$$ \newcommand{\RR}{\mathbb{R}} \newcommand{\QQ}{\mathbb{Q}} \newcommand{\CC}{\mathbb{C}} \newcommand{\NN}{\mathbb{N}} \newcommand{\ZZ}{\mathbb{Z}} \newcommand{\FF}{\mathbb{F}} \renewcommand{\epsilon}{\varepsilon} % ALTERNATE VERSIONS % \newcommand{\uppersum}[1]{{\textstyle\sum^+_{#1}}} % \newcommand{\lowersum}[1]{{\textstyle\sum^-_{#1}}} % \newcommand{\upperint}[1]{{\textstyle\smallint^+_{#1}}} % \newcommand{\lowerint}[1]{{\textstyle\smallint^-_{#1}}} % \newcommand{\rsum}[1]{{\textstyle\sum_{#1}}} \newcommand{\uppersum}[1]{U_{#1}} \newcommand{\lowersum}[1]{L_{#1}} \newcommand{\upperint}[1]{U_{#1}} \newcommand{\lowerint}[1]{L_{#1}} \newcommand{\rsum}[1]{{\textstyle\sum_{#1}}} % extra auxiliary and additional topic/proof \newcommand{\extopic}{\bigstar} \newcommand{\auxtopic}{\blacklozenge} \newcommand{\additional}{\oplus} \newcommand{\partitions}[1]{\mathcal{P}_{#1}} \newcommand{\sampleset}[1]{\mathcal{S}_{#1}} \newcommand{\erf}{\operatorname{erf}} $$

28 Axioms

28.1 Characterizing Integration

Definition 28.1 (Axiomatic Integration) For any closed interval $J=[a,b]$ we denote by $\mathcal{I}(J)$ the set of integrable functions on $J$. Then a collection of functions $\mathcal{I}(J)\to \RR$ is an integral, and denoted \[f\mapsto \int_J f\] if it satisfies the following axioms:

If $k\in\RR$ then $f(x)=k$ is an element of $\mathcal{I}([a,b])$ for any interval $[a,b]$ and \[\int_{[a,b]}k = k(b-a).\]
If $f,g\in \mathcal{I}([a,b])$ and $f(x)\leq g(x)$ for all $x\in[a,b]$ then \[\int_{[a,b]}f\leq\int_{[a,b]}g\]
If $[a,b]$ is an interval and $c\in(a,b)$, then $f\in\mathcal{I}([a,b])$ if and only if $f\in\mathcal{I}([a,c])$ and $f\in\mathcal{I}([c,b])$. Furthermore, in this case their values are related by \[\int_{[a,b]}f = \int_{[a,c]}f +\int_{[c,b]}f\]

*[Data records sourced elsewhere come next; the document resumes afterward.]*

PR #3611, opened 2025-09-06
Migrate to docker actions

halkeye:
Originally just wanted to add the standard opencontainer labels that docker/metadata provide

but with "mr-smithers-excellent" seemed to only half implement docker support, and a higher risk than docker for supply chain issues, so I went all out and also added cosign to sign the images.

Docker metadata tags supports all the custom code to create version tags, out of the box and fully maintained

Also dropped the manual workflow, just merged it into cd.yml since you can select tags when you manual dispatch, and thats less to maintain


halkeye:
Labels!

```
regctl image config --format '{{ jsonPretty .Config.Labels }}' ghcr.io/halkeye/umami:postgresql-master
{
  "org.opencontainers.image.created": "2025-09-06T14:06:53.068Z",
  "org.opencontainers.image.description": "Umami is a modern, privacy-focused alternative to Google Analytics.",
  "org.opencontainers.image.licenses": "MIT",
  "org.opencontainers.image.revision": "bf4e6ea96f4449d88c797aad60f3b850a1081a4e",
  "org.opencontainers.image.source": "https://github.com/halkeye/umami",
  "org.opencontainers.image.title": "umami",
  "org.opencontainers.image.url": "https://github.com/halkeye/umami",
  "org.opencontainers.image.version": "postgresql-master"
}
```

.github/workflows/cd.yml
```diff
@@ -1,50 +1,101 @@
 name: Create docker images
 
-on: [create]
+on:
+  push:
+    branches:
+      - master
```
halkeye, line 6: I think the list of branches should be dropped, so a docker image will be created for people's forks (but on their own account)

halkeye:
I didn't expect it to run my new CI right, but you can see it doesn't push with a PR, and still builds the entire image to make sure everything still works

PR #3613, opened 2025-09-08
Fix ordering to allow X-Forwarded-For to be correctly managed by Cloudflare

nickcmaynard:
This also rolls back the section of 8df72c55e564b10e98102b12333e5d8322f9eaa6 #3594 which affected the ordering of these properties - this needs more thought.  Added a warning to make sure this isn't broken without thought.


mikecao (approved):
👍

nickcmaynard:
Thank you @mikecao!

PR #3619, opened 2025-09-15
fix(geo): parse netlify ip header by default: `x-nf-client-connection-ip`

andreynering:
This header is not clearly documented, but it is mentioned in semi-official sources, and I have tested it to ensure it's working properly.

Without this, Umami is unable to detect geolocation by default if deployed on Netlify.

* https://answers.netlify.com/t/is-the-client-ip-header-going-to-be-supported-long-term/11203/2
* https://httptoolkit.com/blog/what-is-x-forwarded-for/#and-others


mikecao (approved):
👍

PR #3629, opened 2025-09-23
Incomplete ISO Countries Constants

kronthto:
I've noticed that a lot of countries in the map are missing their labels and coloring.
I've at least added it for the DA(CH was already there) region.

image


kronthto:
Upon closer review, it appears that in ea2206f2e97aaed626cdd6db788d45ca140e88cd / #3594 removed quite a few by accident.

mikecao (approved):
👍

PR #3635, opened 2025-09-27
Added Supabase Credentials

hamb1y:


hamb1y:
hi, i am so sorry for commiting here. accidentally what happened is that instead of pushing to my forked repo, for adding credentials, instead it pushed here. i dont know why that happened

PR #3641, opened 2025-10-01
logical warning of parsing int data type

Abhi9835004352:
there was an issue where page component was giving an warning related to a where page was defined for int but params come in form of string so i parsed the string to int before giving it to the page function !!


mikecao:
Closing old PRs since v3.

PR #3670, opened 2025-10-28
feat: make website table rows clickable

marvinoffers:
After getting started with Umami I noticed a small, but annoying UX issue I want to fix with this PR.

**Problem**
When navigating between the projects on `/websites` or `settings/websites` it is more intuitive to click on the row, the name or the domain to open the dashboard vs only being able to click on the "View" button.

**Solution**
Wrapped the name and domain in Link to make the cell clickable.


mikecao:
This has changed since v3.

PR #807, opened 2024-03-14
Pr of the synthetesis, stil lack some feutures, will be added.

Vasco-Luz:
It still lacks the self-purpose of the cache, that will be added in this pr, a sdc file was added for syn, in this point the sources are handpicked. two reg defenition were removed from iob_split and from iob_merge, that were creating problems.


jjts:
closed by inaction

PR #813, opened 2024-03-18
refactor(iob_soc.py): Use `create_*` methods to generate wires, ports, and groups.

arturum1:
This PR is a copy of https://github.com/arturum1/iob-soc/pull/4, but this one is to the upstream repository.

As discussed privately, the wires and ports are now generated by using dedicated `create_wire` and `create_port` methods.
- The `create_wire` method creates a wire, and appends it to the local list of wires named `wire_group_list`. (If the wire does not have a group, one will be created automatically.)
  (I also made groups for wires to be consistent with the ports, and because they are useful to make grouped connections of related wires, like the ones from rs232. With groups, we can connect the entire rs232 group to the uart in one line, instead of connecting each wire, one by one.)
- The `create_port` method creates a port, and appends it to the local module's port list named `port_group_list`. (If the port does not have a group, one will be created automatically.)

I have also created similar functions for grouping wires and ports, named `create_wire_group` and `create_port_group`.
- The `create_wire_group` method creates a group of wires and appends it to the list of wires named `wire_group_list`.
- The `create_port_group` method creates a group of ports and appends it to the module's port list named `port_group_list`.

These grouping functions, receive an argument named `wires` (or `ports`), to allow the user to make a custom (non standard) group. I am not sure if this is the best approach, or if we should always force the user to use the `create_wire`/`create_port` methods.
If this argument is not provided or is empty, the function will create the wires/ports automatically, based on the group name.
Example: The "rs232" group name will create the wires/groups of that standard interface automatically.

An alternative way to assign a wire to a group is by using the argument `group` of the `create_wire`/`create_port` methods.

~~To connect a port to a wire/wire_group, use the `connect` argument of the `create_port`/`create_port_group` methods.
This argument receives a string with the name of the wire/wire_group to connect to.~~
Now, when calling the `create_port`/`create_port_group` methods, the corresponding wires will be created and connected automatically.

When instantianting a module, to connect its ports/port_groups to the wires/wire_groups, use the `connect` argument.
~~This argument is similar to the one used in the `create_port`/`create_port_group`.~~

This commit is a work in progress!
- I am not sure if the groups are implemented in a way that is intuitive enough for the user.
- We should discuss how to extract individual wires from groups. For now I have used the `get_wire_from_group(<group_name>, <wire_name>)` function
- We should discuss what datatypes the `connect` argument should receive. For example, if it receives a string, should it assume it is a wire name or a wire_group name?
- ~~We should also discuss if wires and wire_groups should have unique names, since they are global (accessible by any component in the entire project).~~
  Does a wire that is in a group need to have a unique name? Does it need to be different from a wire that is in a different group?

In the `iob_soc.py` file, I have only changed the port section and the start of the iob_soc module description (the part where we instance the cpu). The rest of the module is unchanged keep this commit simple.

Edit: Removed references about 'global' wires.


iob_soc.py
```diff
@@ -177,88 +177,74 @@ def __init__(self, *args, **kwargs):
...
-        cke = clk_en_rst.wires.cke
 
-        trap = port(
+        # This function creates a wire named 'trap' and adds it to a project global list of wires.
+        create_wire(
             name="trap",
+            width=1,
+        )
+        # This function creates a port in the local module's `port_group_list`, and assigns a group to it. It also connects the port to a wire from the global list.
+        create_port(
```
jjts, line 203: Creating a port automatically creates a wire since port is subclass of wire.

Don't see need to create a wire and a port.

iob_soc.py
```diff
@@ -302,19 +301,23 @@ def __init__(self, *args, **kwargs):
...
                 "USE_EXTMEM": USE_EXTMEM
             },
-            io_connections={
-                "clk_i": clk,
-                "arst_i": cpu_reset,
-                "cke_i": cke,
-                "boot_i": boot,
-                "trap_o": trap,
+            connect={
+                "clk_i": get_wire_from_group("clk_en_rst", "clk"),
```
jjts, line 305: No explocit suffix.  _I and _o managed automatically.

jjts (changes requested):
I missed a module instantiation.maybe only in the next pr.

Ports are also wires. Creating a port creates a wire. Don't do both.

Create only internal wires.

iob_soc.py
arturum1: Should we remove the `connect` attribute from the `create_port` and `create_port_group` functions?
If they already create the corresponding port wire automatically, then I think we don't need to specify the wire that connects to it.

arturum1: Removed wires for ports in commit [0cfa061](https://github.com/IObundle/iob-soc/pull/813/commits/0cfa0611c2abe5bf1551a0ea8da33f5b93238487)

iob_soc.py
arturum1: Removed explicit port suffixes in commit [b3765b7](https://github.com/IObundle/iob-soc/pull/813/commits/b3765b71e2cfe4540777af2e32e0ee167e2763a9)

P-Miranda:
> - I am not sure if the groups are implemented in a way that is intuitive enough
  for the user.
  - from my understanding, groups are used for standard interfaces: axi4, iob native, etc
  - what other situations do we use groups?
    - do we create custom groups in other situations?
> - We should discuss how to extract individual wires from groups. For now I have
  used the `get_wire_from_group(<group_name>, <wire_name>)` function

> - We should also discuss if wires and wire_groups should have unique names,
  since they are global (accessible by any component in the entire project).
    - Does a wire that is in a group need to have a unique name? Does it need
      to be different from a wire that is in a different group? 

- `wire_groups` and `port_groups` can have a project level global unique name
  for identification
    - since they are identified by their name, a `dict` is a more apt structure
      to store the wire and port groups:
        - `get_wire_group(<group_name>)` becomes
          `global_wire_groups['<group_name>']`
        - still iterable like a list, for example with:
            ```python
            for wire_group_name, wire_group in global_wire_groups:
                print(f"{wire_group_name}: {wire_group}")
            ```
- `wire` and `port` in same group need to have diferent names
    - wire and port groups are instantiated in the same verilog context, which
      does not allow multiple ports or wires with the same name
- `wire` and `port` in different group can have same names
    - for example two different verilog modules in the same project can have
      wires with the same name and different widths:
        - module A with a 4 state machine has `wire [1:0] pc`
        - module B with a 6 state machine has `wire [2:0] pc`
    - wires and ports cannot be uniquely identified only by their name at a
      project level

> - We should discuss what datatypes the connect argument should receive. For
  example, if it receives a string, should it assume it is a wire name or a
  wire_group name?
  
 - if even standalone created ports and wires are assigned a global group, can we 
   always search for a wire_group or port_group?

iob_soc.py
arturum1, line 1: In the next PRs, we may want to add the `create_conf`, `create_reg`, and `create_instance` methods, to keep it consistent with the methods of creating wires and ports.

arturum1, line 1: > > * We should discuss how to extract individual wires from groups. For now I have
> >   used the `get_wire_from_group(<group_name>, <wire_name>)` function
> 
> > * We should also discuss if wires and wire_groups should have unique names,
> >   since they are global (accessible by any component in the entire project).
> >   - Does a wire that is in a group need to have a unique name? Does it need
> >   to be different from a wire that is in a different group?
> 
> * `wire_groups` and `port_groups` can have a project level global unique name
>   for identification
>   
>   * since they are identified by their name, a `dict` is a more apt structure
>     to store the wire and port groups:
>     
>     * `get_wire_group(<group_name>)` becomes
>       `global_wire_groups['<group_name>']`
>     * still iterable like a list, for example with:
>       ```python
>       for wire_group_name, wire_group in global_wire_groups:
>           print(f"{wire_group_name}: {wire_group}")
>       ```
> * `wire` and `port` in same group need to have diferent names
>   
>   * wire and port groups are instantiated in the same verilog context, which
>     does not allow multiple ports or wires with the same name
> * `wire` and `port` in different group can have same names
>   
>   * for example two different verilog modules in the same project can have
>     wires with the same name and different widths:
>     
>     * module A with a 4 state machine has `wire [1:0] pc`
>     * module B with a 6 state machine has `wire [2:0] pc`
>   * wires and ports cannot be uniquely identified only by their name at a
>     project level

I have not yet given much thought to the implementation of global wires (and groups) in a Verilog context.

I assume that if we connect a port of an instance to a (global) wire that is in a completely different module, the required ports and wires will be automatically generated in Verilog to make that connection. Probably by using a script that keeps adding ports and wires, climbing up the hierachy tree of Verilog modules, until it finds a common point with the global wire we want to connect to. But I'm not sure if this is what we want.

arturum1: From what I understand, ports are always local to the module that we are instantiating.
While wires are always global for the entire project.

So, multiple instances of the same module can have ports with the same name.
However since [now each port automatically creates a corresponding global wire](https://github.com/IObundle/iob-soc/pull/813#discussion_r1527692870), we need to be careful to ensure that the wire has a different name.
I'm not sure how we should specify the new names for the wires. Should this be done automatically? Should we keep the `connect` argument in the `create_port` and `create_port_group` methods to specify the wire name?

arturum1, line 1: > > * We should discuss what datatypes the connect argument should receive. For
> >   example, if it receives a string, should it assume it is a wire name or a
> >   wire_group name?
> 
> * if even standalone created ports and wires are assigned a global group, can we
>   always search for a wire_group or port_group?

I agree, we could always search for the group name if we pass it a string.
But I think we would still need a way to extract individual wires from groups, like I did here: https://github.com/IObundle/iob-soc/blob/b3765b71e2cfe4540777af2e32e0ee167e2763a9/iob_soc.py#L281

In this example, we don't want to connect the entire 'clk_en_rst' group to the cpu (because the 'arst' signal is different).
So I extracted the 'clk' signal from the group to connect to that port.
I'm not sure what the return value of the `get_wire_from_group()` method is, but I assume it is a reference to a `iob_wire` object.

So, for now, I believe the `connect` argument can receive 2 datatypes:
1) A string that represents a global wire group name;
2) A reference to an `iob_wire` object (that also belongs to a group in the global wire group list).

arturum1: We no longer have a 'global' wire group list. Now it is local.

iob_soc.py
jjts: only groups connect , even if single element groups

iob_soc.py
```diff
@@ -302,19 +277,24 @@ def __init__(self, *args, **kwargs):
...
                 "USE_EXTMEM": USE_EXTMEM
             },
-            io_connections={
-                "clk_i": clk,
-                "arst_i": cpu_reset,
-                "cke_i": cke,
-                "boot_i": boot,
-                "trap_o": trap,
+            connect={
+                "clk": get_wire_from_group("clk_en_rst", "clk"),
```
jjts, line 281: connect the whole group, not individual ports 

ports cannot have any logic or concatenations or part selections

iob_soc.py
arturum1, line 1: When we want to create a port group with a single port, should we use the `create_port` function? Or should we always use the `create_port_group` function?

In this example, I used the `create_port` function to create the `trap` port, and assign it to a (new) group via the `group` argument.
https://github.com/IObundle/iob-soc/blob/327da9172425de1e6f9a7a41fc6ac11a233893f8/iob_soc.py#L192-L198

Should we use something like this instead?
```
        create_port_group(
            name="trap",
            ports=[
                port(
                    name="trap",
                    direction="output",
                    width=1,
                    descr="CPU trap signal",
                )
            ]
        )
```

arturum1: Also, I think we can omit the `group` argument from the `create_port` method. The group name could be equal to the port name by default.

iob_soc.py
arturum1: Removed individual port connections in commit [e789415](https://github.com/IObundle/iob-soc/pull/813/commits/e7894154e966b1e9bd2984d058d37fc785a9da72).
In this commit, I created a dedicated `cpu_clk_en_rst` wire group for the CPU.
In the future, we may use the standard `clk_en_rst` group, but for now, without refactoring the iob_soc.v and iob_picorv32.v modules, we use the dedicated `cpu_clk_en_rst` wire group.

iob_soc.py
arturum1: Should these `create_port` lines be modified?
This is related to this comment: https://github.com/IObundle/iob-soc/pull/813#discussion_r1529434278

iob_soc.py
P-Miranda: If all ports are part of a group and we only work with group connections, I think we should just use the `create_port_group()` function: is more explicit and matches other function using port groups

iob_soc.py
jjts: Port_group should be called simply port, because it is user exposed. The current port should be named port_signal , a more elaborate name but  it is hidden from the user.

arturum1: Should we do the same for wires?
The current `wire_group` becomes just `wire`

jjts: yes

jjts: but w cn also use iob_wire and iob_bus, I thnk it is better

jjts:
merging so I can make any sense of this

jjts:
merging so I can make some  sense of this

Note these axioms do not aim to uniquely specify an integral, but rather to delineate properties that anything worthy of being called an integral must have.

Definition 28.2 (Interesting Integral) An integral is called interesting if $\mathcal{I}(J)$ contains all continuous functions on $J$, for all closed intervals $J$.

Intuition about why we think this should determine the value of all functions…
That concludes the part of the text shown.